■ **Exercise data**:
<<<<
PR #799, opened 2016-08-11
Checks if bootstrap fonts folder exists

clayrisser:
Some versions of bootstrap do not come with a fonts directory. This fix allows such versions of bootstrap to be used with this branch.

### DIFF
--- a/tools/copy.js
+++ b/tools/copy.js
@@ -12,6 +12,7 @@ import gaze from 'gaze';
 import Promise from 'bluebird';
 import fs from './lib/fs';
 import pkg from '../package.json';
+import _fs from 'fs';
 /**
  * Copies static files such as robots.txt, favicon.ico to the
  * output (build) folder.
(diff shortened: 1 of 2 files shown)


langpavel:
Can you please follow code style, run `npm run lint`, then I can merge this

tools/copy.js
```diff
@@ -12,19 +12,26 @@ import gaze from 'gaze';
 import Promise from 'bluebird';
 import fs from './lib/fs';
 import pkg from '../package.json';
+import _fs from 'fs';
```
langpavel: Alter lib/fs, add stat function here, do not use underscore prefix

tools/copy.js
```diff
@@ -12,19 +12,26 @@ import gaze from 'gaze';
...
-    ncp('node_modules/bootstrap/dist/css', 'build/public/css'),
-    ncp('node_modules/bootstrap/dist/fonts', 'build/public/fonts'),
+  var ncpArray = [
     ncp('src/public', 'build/public'),
     ncp('src/content', 'build/content'),
-  ]);
+    ncp('node_modules/bootstrap/dist/css', 'build/public/css')
+  ];
+  try {
+    _fs.statSync('node_modules/bootstrap/dist/fonts');
```
langpavel: Use await here and async version of stat

langpavel:
@jamrizzi Any progress?

jamrizzi:
Hey, so the reason I used _fs was because fs was previously defined, and it was using an implementation that doesn't seem to work properly for file streams. I've actually done some customization on this starter kit, and reimplemented bootstrap in a different way, a way that would make this hacky fix pointless. I basically converted all CSS to SCSS and loaded the bootstrap 4 SCSS files in so it can be customized and compiled by webpack. I may also implement redux with it as well. This starter kit is great, but it is missing 3 fundamental pieces, sass, bootstrap, and redux.

Really what might be better is to create a branch of this project when I am finished with it. I'll also create some simple instructions that explain how to replace bootstrap 4 with bootstrap 3, in case someone doesn't want to be using a beta project.

langpavel:
@jamrizzi Great to hear! I give a try to bootstrap4 but I give it up, because I didn't have more time.

If you share some pieces of code, update wiki or write blog post, we will honor your work in README :-)

ulani:
@clayrisser  thank you very much for this PR! Unfortunately, we have close it due to inactivity. Feel free to re-open it or [join](https://discord.com/invite/2nKEnKq) our [Discord](https://discord.com/invite/2nKEnKq) channel for [discussion](https://github.com/kriasoft/react-starter-kit/discussions/1950).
>>>>
■ **Problem details**:
Send back all of the material exactly as given.

■ **Written response**:
PR #799, opened 2016-08-11
Checks if bootstrap fonts folder exists

clayrisser:
Some versions of bootstrap do not come with a fonts directory. This fix allows such versions of bootstrap to be used with this branch.

### DIFF
--- a/tools/copy.js
+++ b/tools/copy.js
@@ -12,6 +12,7 @@ import gaze from 'gaze';
 import Promise from 'bluebird';
 import fs from './lib/fs';
 import pkg from '../package.json';
+import _fs from 'fs';
 /**
  * Copies static files such as robots.txt, favicon.ico to the
  * output (build) folder.
(diff shortened: 1 of 2 files shown)


langpavel:
Can you please follow code style, run `npm run lint`, then I can merge this

tools/copy.js
```diff
@@ -12,19 +12,26 @@ import gaze from 'gaze';
 import Promise from 'bluebird';
 import fs from './lib/fs';
 import pkg from '../package.json';
+import _fs from 'fs';
```
langpavel: Alter lib/fs, add stat function here, do not use underscore prefix

tools/copy.js
```diff
@@ -12,19 +12,26 @@ import gaze from 'gaze';
...
-    ncp('node_modules/bootstrap/dist/css', 'build/public/css'),
-    ncp('node_modules/bootstrap/dist/fonts', 'build/public/fonts'),
+  var ncpArray = [
     ncp('src/public', 'build/public'),
     ncp('src/content', 'build/content'),
-  ]);
+    ncp('node_modules/bootstrap/dist/css', 'build/public/css')
+  ];
+  try {
+    _fs.statSync('node_modules/bootstrap/dist/fonts');
```
langpavel: Use await here and async version of stat

langpavel:
@jamrizzi Any progress?

jamrizzi:
Hey, so the reason I used _fs was because fs was previously defined, and it was using an implementation that doesn't seem to work properly for file streams. I've actually done some customization on this starter kit, and reimplemented bootstrap in a different way, a way that would make this hacky fix pointless. I basically converted all CSS to SCSS and loaded the bootstrap 4 SCSS files in so it can be customized and compiled by webpack. I may also implement redux with it as well. This starter kit is great, but it is missing 3 fundamental pieces, sass, bootstrap, and redux.

Really what might be better is to create a branch of this project when I am finished with it. I'll also create some simple instructions that explain how to replace bootstrap 4 with bootstrap 3, in case someone doesn't want to be using a beta project.

langpavel:
@jamrizzi Great to hear! I give a try to bootstrap4 but I give it up, because I didn't have more time.

If you share some pieces of code, update wiki or write blog post, we will honor your work in README :-)

ulani:
@clayrisser  thank you very much for this PR! Unfortunately, we have close it due to inactivity. Feel free to re-open it or [join](https://discord.com/invite/2nKEnKq) our [Discord](https://discord.com/invite/2nKEnKq) channel for [discussion](https://github.com/kriasoft/react-starter-kit/discussions/1950).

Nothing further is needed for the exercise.